When you think of chocolate cake you think of something moist, rich, and decadent. You also think of butter, heavy cream, and various other ingredients after eating the cake giving you the feeling of eaters remorse.
This chocolate cake will do no such thing because the recipe calls for natural ingredients such as pumpkin puree and it’s high in protein, low in carbs, and processed sugar.
Eating this chocolate pumpkin cake will curb sugar and chocolate cravings while keeping you healthy at the same time.
Ingredients
- 1 scoop protein powder (32-34 grams)
- 1/2 tsp baking powder
- 1 T coconut flour
- 1 T granulated sweetener of choice*
- 1 T cocoa powder
- 1 large egg OR 1/4 cup liquid egg whites (see notes for Vegan option)
- 1 T pumpkin puree (not pumpkin pie filling)
- 2 T + milk of choice (I used dairy free coconut milk)**
- Chocolate chips to top (optional)
For the microwave option
- Grease a microwave safe bowl with cooking spray and add the protein powder, baking powder, coconut flour, sweetener of choice, cocoa powder and mix well.
- Add the egg/whites, pumpkin puree and mix into the dry mixture. Add the milk of choice- If the batter is too crumbly, continue adding milk of choice until a very thick batter is formed.

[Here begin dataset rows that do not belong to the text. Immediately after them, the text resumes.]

PR #381, opened 2022-03-18
Extract `fj-host` from `fj-app`

hannobraun:
This is the plugin host code for the models. Recycles the `fj-host`
crate name.


hannobraun:
Forgot to mention the issue that this is working towards addressing: #141

PR #383, opened 2022-03-20
Added platform trait and specific platforms implementations plust Hos…

### LINKED ISSUE #36: Hide platform-specific code behind a single API
There is some [platform-specific code in `model.rs`](https://github.com/hannobraun/Fornjot/blob/8a7f7de0b2995ad34994f2b97fd4ce6f9fc27226/src/model.rs#L26-L38). There's also the [watch event handling code in `main.rs`](https://github.com/hannobraun/Fornjot/blob/8a7f7de0b2995ad34994f2b97fd4ce6f9fc27226/src/main.rs#L133-L140). This is fine for now, but following this approach everywhere will get unwieldy.

I think the following concept would be better:
- Create a new module, `platforms`, that contains a `Platform` trait.
- This trait should define a minimal interface, such that all platform-specific code lives in implementations of that trait.
- Otherwise those trait implementations should contain as little code as possible, to prevent duplication.
- Avoid the use of `#[cfg(...)]` as much as practical. All code should be compiled on all platforms, to prevent errors from creeping in.
- Use of `cfg!(...)` is fine, of course.

ozghimire:
Provides common api with platform traits for host platform. This resolves #36 .

@hannobraun let's review this and I will merge once this is ironed out.

### DIFF
--- a/fj-host/src/platform.rs
+++ b/fj-host/src/platform.rs
@@ -1,0 +1,45 @@
+// Represents platform trait
+trait Platform {
+    fn file_name(name: &str) -> String;
+}
+
+// Represents all platforms supported
+
+// Mac OS
+struct Macos;
+// Windows
+struct Windows;
+// Linux
+struct Unix;
+
+impl Platform for Windows {
+    fn file_name(name: &str) -> String {
+        format!("{}.dll", name)
+    }
+}
+impl Platform for Macos {
+    fn file_name(name: &str) -> String {
+        format!("lib{}.dylib", name)
+    }
+}
+impl Platform for Unix {
+    fn file_name(name: &str) -> String {
+        format!("lib{}.so", name)
+    }
+}
+
+// Represents common apis availiable independent of hosts
+pub struct HostPlatform;
+
+impl HostPlatform {
+    pub fn host_file_name(name: &str) -> String {
+        if cfg!(windows) {
+            Windows::file_name(name)
+        } else if cfg!(target_os = "macos") {
+            Macos::file_name(name)
+        } else {
+            //Unix
+            Unix::file_name(name)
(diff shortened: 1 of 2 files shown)


fj-host/src/platform.rs
```diff
@@ -0,0 +1,45 @@
+// Represents platform trait
+trait Platform {
+    fn file_name(name: &str) -> String;
```
hannobraun, line 3: It might be a good idea to give this a more descriptive name. Maybe `model_lib_file_name`?

fj-host/src/platform.rs
```diff
@@ -0,0 +1,45 @@
...
+        if cfg!(windows) {
+            Windows::file_name(name)
+        } else if cfg!(target_os = "macos") {
+            Macos::file_name(name)
+        } else {
+            //Unix
+            Unix::file_name(name)
+        }
+    }
+}
```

Top with chocolate chips and microwave for 60 seconds, or until just cooked in the center.
For the oven option
- Follow as above, but bake in the oven for 8-15 minutes, depending on consistency desired- Mug cake is cooked once a toothpick comes out ‘just’ clean from the center.
Notes
- * I omitted the sweetener as my protein powder was sweetened
- ** Depending on the protein powder/coconut flour used, you may need more milk- Adjust accordingly
- For the vegan option, you won’t need any flax eggs/egg substitute- Simply omit and slowly add milk of choice until a thick batter is formed. Microwave/bake until ‘just’ cooked in the center.